As far as the prevailing GPBUSD trend is concerned, how could you call it bearish when the July 2010 low has held for 2 years and counting? That's some serious Bullish support - whether technical or psychological. The lower tops are there but the lower low's just aren't, in fact, the opposite; major lows have been getting steadily higher since September 2008. As such, I'd be hesitant to even declare a prevailing trend. I guess we'll see what the pair does over the next few weeks/months, but either way, I think the case for parity is pretty damn weak.




Trendline Colour Key:
Blue - Confirmed Bullish 
Light Blue - Unconfirmed Bullish
Red - Confirmed Bearish
Grey - Invalidated Bullish/Bearish


----------



## cogs (13 September 2012)

Looks like that penant is about to be broken to the up side, orrr a nice short entry in the rollover?

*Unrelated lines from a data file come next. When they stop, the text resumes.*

PR #16172, opened 2022-08-31
SAT: Relax checking of `oneOf` common property and allow optional `default` keyword additional to `const` keyword

grubberr:
Signed-off-by: Sergey Chvalyuk <grubberr@gmail.com>

## What
We have requirement for all `oneOf` common properties to use only `const` keyword without `default` and `enum` keywords like this:

```json
"option_title": {
  "type": "string",
  "const": "OAuth Credentials"
}

"option_title": {
  "type": "string",
  "const": "PAT Credentials",
}
```

BUT new `pydentic==1.10.0` after this PR https://github.com/pydantic/pydantic/pull/4152
started to generate json-schemas with `default` keyword like this:

```json
"option_title": {
  "type": "string",
  "const": "OAuth Credentials",
  "default": "OAuth Credentials"
}

"option_title": {
  "type": "string",
  "const": "PAT Credentials",
  "default": "PAT Credentials",
}
```

## How
I propose to be compatible with `pydantic>=1.10.0` and not forbid `default` keyword in such common properties.

PR #28854, opened 2023-07-31
Python CDK: Relax pydantic version requirement

flash1293:
This PR relaxes the version requirement of pydantic for the CDK to make it easier to use libraries that don't work with 1.9.2 

It's an updated version of https://github.com/airbytehq/airbyte/pull/16172

As spec schemas are generated slightly differently, the CATs need to be adjusted. It's not allowed to specify `default` or `enum` on the common const property as long as they only repeat the `const` value. This works fine in the UI as it only checks the `const` property: https://github.com/airbytehq/airbyte-cloud/blob/18988f9e34cb245edcdf6c1f83d78e9b64b3d71d/oss/airbyte-webapp/src/core/form/schemaToFormBlock.ts#L75

and doesn't actually render any fields that have `const` set: https://github.com/airbytehq/airbyte-cloud/blob/bbb24e2f7d9525285e7a9ac73cf92b22e52ac480/oss/airbyte-webapp/src/views/Connector/ConnectorForm/components/Sections/FormSection.tsx#L33


sherifnada (approved):

flash1293:
/legacy-publish connector=bases/source-acceptance-test auto-bump-version=false

PR #28858, opened 2023-07-31
connectors-ci: increase connectors package install max duration

alafanechere:
During nightly build concurrent execution context some connectors take more than 10mn to complete their Connector Package Install step. Increasing the timeout to 20mn.
CF: https://airbytehq-team.slack.com/archives/C02TYE9QL9M/p1690797994052729?thread_ts=1690783339.381649&cid=C02TYE9QL9M

### DIFF
--- a/airbyte-ci/connectors/pipelines/README.md
+++ b/airbyte-ci/connectors/pipelines/README.md
@@ -367,9 +367,10 @@ This command runs tests for the metadata service orchestrator.
 `airbyte-ci metadata test orchestrator`
 
 ## Changelog
-| Version | PR  | Description                                                                                |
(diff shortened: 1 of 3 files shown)


pedroslopez (approved):
This change itself seems fine, but... should installs _really_ be taking 20 minutes?

Feels like we should investigate why these are taking so long.

alafanechere:
> This change itself seems fine, but... should installs really be taking 20 minutes?
Feels like we should investigate why these are taking so long.

@pedroslopez My current hypothesis, without investigation, is that the step could be long in high concurrency context were multiple steps/connectors pipelines are running in parallel and some task might be blocking an other. I increased the timeout value to check if this hypothesis is valid.

Issue #28016, opened 2023-07-06
POC: Python connectors as embedded langchain and llama index dataloaders 


flash1293:
## Acceptance criteria

* There is an open PR to add at least one connector as a llama index loader to the llama hub package
* There is an open PR to add at least one connector as a langchain loader to the langchain package

PR #28873, opened 2023-07-31
CDK: Embedded reader utils

flash1293:
Based on https://github.com/airbytehq/airbyte/pull/28854

Related to https://github.com/airbytehq/airbyte/issues/28016

This PR adds basic helpers to build embedded loaders in other python programs so they can leverage existing python sources.

The main part of this PR is adding the `BaseEmbeddedIntegration` class that wraps a source into a more generic interface that can easily be adapted for langchain and llama index loaders. Once it's merged, it can be used to make https://github.com/emptycrown/llama-hub/pull/428 ready for review.

Feature set:
* Load all records from any stream, just by specifying the config and the stream name
* Incrementally load new records by passing in an optional state (you can get that state from the `last_state` member)
* Easily wrap CDK-based sources (implements `AbstractSource` at the top level)

This PR is kept slim on purpose to be able to ship some loaders quickly.

Things that can be implemented in follow-up PRs:
* Add convenience functionality like checking whether the config matches the spec or not (and fail with a good error message in this case)
* Allow to wrap docker-based connectors by providing a second runner


airbyte-cdk/python/airbyte_cdk/sources/embedded/runner.py
```diff
@@ -0,0 +1,34 @@
...
+    def discover(self, config: TConfig) -> AirbyteCatalog:
+        pass
+
+    @abstractmethod
+    def read(self, config: TConfig, catalog: ConfiguredAirbyteCatalog, state: Optional[AirbyteStateMessage]) -> Iterable[AirbyteMessage]:
+        pass
+
+
+class CDKRunner(SourceRunner[TConfig]):
+    def __init__(self, source: AbstractSource, name: str):
```
girarda, line 26: why does this have to be an AbstractSource / why not accept any Source?

airbyte-cdk/python/airbyte_cdk/sources/embedded/tools.py
```diff
@@ -0,0 +1,25 @@
...
+
+from airbyte_cdk.models import AirbyteStream
+
+
+def get_first(iterable: Iterable[Any], predicate: Callable[[Any], bool] = lambda m: True) -> Optional[Any]:
+    return next(filter(predicate, iterable), None)
+
+
+def get_defined_id(stream: AirbyteStream, data: Dict[str, Any]) -> Optional[str]:
+    import dpath
```
girarda, line 15: why is dpath imported from the method instead of at the top of the file?

airbyte-cdk/python/airbyte_cdk/sources/embedded/runner.py
flash1293: It can be any source, fixed this

airbyte-cdk/python/airbyte_cdk/sources/embedded/tools.py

Just about anything is possible in this game.


----------



## >Apocalypto< (14 September 2012)

Aurum said:


> I was looking at long term charts and when I looked at the monthly GBP/USD chart I noticed a rather disturbing pennant. The drop before the pennant starts around $2 and the pennant is around $1.50 which would give a target range around $1. Does anyone think this is likely?
> View attachment 47731
> 
> 
> Mike.




QE3 just out so could complicate the pattern... so how much long term legs this FED move gives the markets...


----------



## cogs (14 September 2012)

Have seen so many flags turn into floors in the past year or 2.

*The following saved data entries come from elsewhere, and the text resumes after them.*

PR #28885, opened 2023-07-31
File-based CDK: reorganize FileReadMode to fix circular import

clnoll:
Move `FileReadMode` to `file_based_stream_reader.py`, which is where it's ultimately required. This fixes a circular import.


brianjlai (approved):
lgtm!

PR #28891, opened 2023-08-01
Metadata: Write registry entry to docker repo override location

### LINKED ISSUE #28884: Registry entries for connector variants
## What

To look up a registry entry, we use the following url pattern `/files/metadata/[dockerRepository]/[dockerImageTag]/[registry].json`

For example, to get the cloud registry entry for github verison 1.0.2, you can go to https://connectors.airbyte.com/files/metadata/airbyte/source-github/1.0.2/cloud.json.

As of https://github.com/airbytehq/airbyte-platform-internal/pull/7965, we now use these registry entries when loading overrides to get all relevant metadata for the version.

However, this does not work for strict-encrypt. Let's take source-mysql for example. Cloud has the dockerRepostory as `source-mysql-strict-encrypt`, but the registry does not generate an entry for the strict-encrypt variant. Instead, we're handling these as registry overrides for the regular variant, `source-mysql`. This means that no registry entries exist under `/files/metadata/airbyte/source-mysql-strict-encrypt/`, and when we try getting the versioned registry entry for -strict-encrypt overrides, it 404s. 

## Workaround

For readers that need to set an override before this is solved, there's a manual workaround.

1. Find the cloud.json registry entry for the regular variant (e.g. /files/metadata/airbyte/source-mysql/2.1.0/cloud.json`, and download it.
2. Modify the `dockerImageTag` on it to the pre-release version.
3. Upload it to e.g. `/files/metadata/airbyte/source-mysql-strict-encrypt/2.1.0-dev. 16a1b9b8ab/cloud.json`

Cloud should now be able to find the relevant registry entry.

bnchrch:
## Overview
closes #28884

This writes any docker repo overrides to their cannonical version path.

## Nots for reviewer
I put this in a hacks file as the idea of having docker image overrides as a matter of process seems like a piece of legacy that we should be moving away from.

### DIFF
--- a/airbyte-ci/connectors/metadata_service/orchestrator/orchestrator/assets/registry_entry.py
+++ b/airbyte-ci/connectors/metadata_service/orchestrator/orchestrator/assets/registry_entry.py
@@ -19,7 +19,7 @@ from orchestrator.utils.object_helpers import deep_copy_params
 from orchestrator.utils.dagster_helpers import OutputDataFrame
 from orchestrator.models.metadata import MetadataDefinition, LatestMetadataEntry
 from orchestrator.config import get_public_url_for_gcs_file, VALID_REGISTRIES, MAX_METADATA_PARTITION_RUN_REQUEST
-
+import orchestrator.hacks as HACKS
 from typing import List, Optional, Tuple, Union
 
 PolymorphicRegistryEntry = Union[ConnectorRegistrySourceDefinition, ConnectorRegistryDestinationDefinition]
@@ -189,7 +189,6 @@ def get_registry_entry_write_path(metadata_entry: LatestMetadataEntry, registry_
         raise Exception(f"Metadata entry {metadata_entry} does not have a file path")
 
     metadata_folder = os.path.dirname(metadata_path)
-    print(f"metadata_folder: {metadata_folder}")
     return os.path.join(metadata_folder, registry_name)
 
 
@@ -213,6 +212,7 @@ def persist_registry_entry_to_json(
     registry_entry_write_path = get_registry_entry_write_path(metadata_entry, registry_name)
     registry_entry_json = registry_entry.json(exclude_none=True)
     file_handle = registry_directory_manager.write_data(registry_entry_json.encode("utf-8"), ext="json", key=registry_entry_write_path)
+    HACKS.write_registry_to_overrode_file_paths(registry_entry, registry_name, metadata_entry, registry_directory_manager)
     return file_handle
 
 
@@ -240,6 +240,7 @@ def generate_and_persist_registry_entry(
     registry_model = ConnectorModel.parse_obj(registry_entry_with_spec)
 
     file_handle = persist_registry_entry_to_json(registry_model, registry_name, metadata_entry, metadata_directory_manager)
+
     return file_handle.public_url
 
 
--- a/airbyte-ci/connectors/metadata_service/orchestrator/orchestrator/hacks.py
+++ b/airbyte-ci/connectors/metadata_service/orchestrator/orchestrator/hacks.py
@@ -53,7 +53,7 @@ def write_registry_to_overrode_file_paths(
         by the platform when looking for a specific registry entry. In this case, for cloud, it would be
         gs://my-bucket/metadata/source-postgres-strict-encrypt/dev.123/cloud.json
 
-        Ideally we would not have to do this, but the combonation of prereleases and common overrides
+        Ideally we would not have to do this, but the combination of prereleases and common overrides
         make this nessesary.
 
     Args:
--- a/airbyte-ci/connectors/metadata_service/orchestrator/orchestrator/hacks.py
+++ b/airbyte-ci/connectors/metadata_service/orchestrator/orchestrator/hacks.py
@@ -1,0 +1,78 @@
+from dagster import get_dagster_logger
+from dagster_gcp.gcs.file_manager import GCSFileManager, GCSFileHandle
+
+from orchestrator.models.metadata import LatestMetadataEntry
+from metadata_service.constants import METADATA_FILE_NAME
+from metadata_service.gcs_upload import get_metadata_remote_file_path
+from metadata_service.models.generated.ConnectorRegistrySourceDefinition import ConnectorRegistrySourceDefinition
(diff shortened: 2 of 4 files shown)


airbyte-ci/connectors/metadata_service/orchestrator/orchestrator/hacks.py
```diff
@@ -0,0 +1,78 @@
...
+
+    assumed_metadata_file_path = get_metadata_remote_file_path(docker_reposiory, docker_version)
+    registry_entry_file_path = assumed_metadata_file_path.replace(METADATA_FILE_NAME, registry_name)
+    return registry_entry_file_path
+
+def _check_for_invalid_write_path(write_path: str):
+    """Check if the write path is valid."""
+
+    if "latest" in write_path:
+        raise ValueError("Cannot write to a path that contains 'latest'. That is reserved for the latest metadata file and its direct transformations")
```
pedroslopez, line 33: 👍🏼  dont want these to go to the full registries

airbyte-ci/connectors/metadata_service/orchestrator/orchestrator/hacks.py
```diff
@@ -0,0 +1,78 @@
...
+        the same path as the metadata.yaml file that created them. This is fine for the
+        most cases, but when the docker repository is overridden, the registry entry
+        files need to be written to a different path.
+
+        For example if source-postgres:dev.123 is overridden to source-postgres-strict-encrypt:dev.123
+        then the oss.json file needs to be written to the path that would be assumed
+        by the platform when looking for a specific registry entry. In this case, for cloud, it would be
+        gs://my-bucket/metadata/source-postgres-strict-encrypt/dev.123/cloud.json
+
+        Ideally we would not have to do this, but the combonation of prereleases and common overrides
```
pedroslopez, line 56:
```suggestion
        Ideally we would not have to do this, but the combination of prereleases and common overrides
```

airbyte-ci/connectors/metadata_service/orchestrator/orchestrator/hacks.py
```diff
@@ -0,0 +1,78 @@
...
+    Underlying issue:
+        The registry entry files (oss.json and cloud.json) are traditionally written to
+        the same path as the metadata.yaml file that created them. This is fine for the
+        most cases, but when the docker repository is overridden, the registry entry
+        files need to be written to a different path.
+
+        For example if source-postgres:dev.123 is overridden to source-postgres-strict-encrypt:dev.123
+        then the oss.json file needs to be written to the path that would be assumed
+        by the platform when looking for a specific registry entry. In this case, for cloud, it would be
+        gs://my-bucket/metadata/source-postgres-strict-encrypt/dev.123/cloud.json
```
pedroslopez, line 54: Nice, thanks for writing this out!

airbyte-ci/connectors/metadata_service/orchestrator/orchestrator/assets/registry_entry.py
```diff
@@ -213,6 +212,7 @@ def persist_registry_entry_to_json(
     registry_entry_write_path = get_registry_entry_write_path(metadata_entry, registry_name)
     registry_entry_json = registry_entry.json(exclude_none=True)
     file_handle = registry_directory_manager.write_data(registry_entry_json.encode("utf-8"), ext="json", key=registry_entry_write_path)
+    HACKS.write_registry_to_overrode_file_paths(registry_entry, registry_name, metadata_entry, registry_directory_manager)
```
pedroslopez, line 215: Q: This means when publishing a pre-release, will we need to publish a pre-release for both the regular _and_ strict-encrypt variants?

I ask because I _think_ this reads as "when persisting a registry entry, also persist it in this other location", but in the case of pre-releases for only the strict_encrypt no registry entry is generated in the first place

pedroslopez (approved):
This looks good, but I think this means we now need to make sure to publish both the regular variant and strict-encrypt variant when doing pre-releases to generate the registry entry for it. Is that right? If so, is there any way around this?

airbyte-ci/connectors/metadata_service/orchestrator/orchestrator/assets/registry_entry.py
bnchrch: @pedroslopez nope!

This just means that if we find a registry entry file (oss.json, cloud.json) where the dockerRepository has been overriden then we make sure to also write it to
`metadata-bucket/metadata/{overridden-dockerrepo}/{version}/cloud.json`

bnchrch: But that does mean we are in a weird spot for when to and when not to publish the strict encrypt variant

bnchrch: I dont think we have a good short term way around this.

But at the same time I think its good that the organization feel a bit of pain around these strict encrypt variants

pedroslopez: @bnchrch yes, but in the case of pre-releases no registry entry file is in place for the non-strict-encrypt variant because we don't tend to publish pre-releases for both (at least not historically).

For example, see source-postgres-strict-encryppt:
image

and source-postgres

image


The pre-releases that are in there are different because people just usually dont publish both

pedroslopez: With this change, I think the process now would be:

1. publish pre-relese for strict-encrypt
2. publish pre-release for regular variant so the registry entry is made for it and copied over to strict-encrypt

Does that make sense?: Am I missing something?

bnchrch: @pedroslopez Makes sense! Looks like I published my edit at the same time you published your explanation 😅 

https://github.com/airbytehq/airbyte/pull/28891#discussion_r1280031645

bnchrch: We just have a failing test. Going to fix that up then merge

I had several longs but am holding onto a late one at 1.60278, see what I can get out of it.

Next stop 1.63 ish then 1.642


----------



## cogs (23 February 2013)

So that pennant is proving legit, (so far).

Next stop?


----------



## Aurum (27 February 2013)

It has indeed broken quite convincingly to the downside and set a new 2.5 year low. Next major support at 1.423 - may even get to parity yet but probably not until around September time. Must say, I didn't expect it to take another 8 months after I started this thread.

Mike.


----------



## TulipFX (27 February 2013)

Parity is still a llllllooonnnggg way off. It would need to drop approximately 1/3 of its value, a big move which would require some major negative fundamental news


----------



## Aurum (27 February 2013)

TulipFX said:


> Parity is still a llllllooonnnggg way off. It would need to drop approximately 1/3 of its value, a big move which would require some major negative fundamental news




Well, tonight we have UK growth numbers (GDP) and also Italy is auctioning a few billion Euro of 10 Year Bonds. These two events may be the push it needs to send it on its merry way. Up or Down is your guess. I know which I'm expecting.

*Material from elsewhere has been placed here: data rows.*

PR #28897, opened 2023-08-01
[connectors-ci] sentry: ignore error logs without exceptions

pedroslopez:
## What

We're getting a lot of logged errors that aren't actionable. We still want logger-based exception reporting though. This PR avoids sending error logs that don't have attached stacktraces.

## How

Use sentry's [before_send](https://docs.sentry.io/platforms/python/configuration/filtering/#using-platformidentifier-namebefore-send-) hook to filter out these logs.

Should be an interesting few months.

Mike.


----------



## wayneL (26 September 2022)

Decadal Redux... All I can say is Holy S**t!


----------



## Knobby22 (27 September 2022)

wayneL said:


> Decadal Redux... All I can say is Holy S**t!
> 
> View attachment 147299



Me too!
Liz Truss mini budget not going down too well.
If you have high debt and inflation, not the perfect time to stimulate the economy by lowering taxes the most in 50 years by getting rid of highest tax rate.



			https://www.theedgesingapore.com/news/currencies/pound-drops-record-low-uk-signals-more-tax-cuts


----------